Les postes de chercheurs-enseignants tels qu’ils se profilent actuellement avec la création de la discipline des sciences infirmières sont « mono-appartenants », c’est-à-dire centrés sur les missions universitaires. Il est prévu qu’il leur soit possible d’exercer par ailleurs des activités dans le domaine sanitaire, sous forme de cumul d’emplois. La pratique du mi-temps peut permettre de continuer d’exercer une activité clinique. C’est la solution adoptée à Bordeaux, par Valérie Berger, qui, à côté d’un poste de maître de conférences associé à mi-temps, a conservé son poste de cadre supérieure chargée de la promotion de la recherche paramédicale et infirmière, à mi-temps. « Je pense qu’il est important de ne pas scinder les deux, argumente-t-elle. Les sujets de recherche viennent du terrain des soins, et sont menés afin d’être réimplantés sur le terrain. » Une répartition qui s’inspire du modèle médical, avec ses enseignantschercheurs praticiens hospitaliers. L’expérimentation menée par l’ARS francilienne porte sur des fonctions d’enseignants chercheurs bi-appartenants. Leur activité clinique peut aussi bien concerner le soin aux personnes que l’organisation des soins ou l’encadrement des étudiants en formation. Une des premières nécessités observées lors de la mise en place des projets sélectionnés est la réorganisation des postes et des missions des enseignants-chercheurs qu’ils induisent. Selon Ljiljana Jovic, chercheuse, directrice des soins et conseillère technique régionale à l’ARS d’Île-de-France, il est déjà possible de tirer comme enseignement de cette expérimentation « la nécessité de repenser l’activité clinique des futurs enseignants-chercheurs, pour qu’elle soit cohérente et complémentaire avec l’activité de recherche et d’enseignement ».
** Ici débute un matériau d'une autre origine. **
PR #218, opened 2020-09-13
Create SRX-4100.yaml

sy-na-github:
added srx-4100 

this model comes by default with 2 power supplies.


sy-na-github:
Not sure why my second commit is failing.  Any help?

→ Le 11 février 2016, la feuille de route de la Grande Conférence de santé consacre une mesure à l’émergence d’un corps d’enseignantschercheurs pour les formations paramédicales. Il y est indiqué que : « le rapprochement entre les formations paramédicales et l’université nécessite de constituer un vivier d’enseignantschercheurs paramédicaux, de façon à inscrire ces formations dans les standards justifiant la délivrance du grade ou du diplôme de master, à développer des capacités de recherche parmi les personnels paramédicaux et à constituer une filière complète en matière de formation et de recherche ».
→ Il est prévu de créer trois sections au conseil national des universités « santé » pour les filières maïeutique, sciences de la réadaptation et sciences infirmières. Pour cela, quatre textes réglementaires sont en cours de modification.
→ De septembre 2019 à février 2020 est prévue une campagne de qualification préalable pour les enseignantschercheurs de ces nouvelles filières. Leur recrutement est programmé pour le printemps 2020 et leur prise de fonction pour septembre 2020.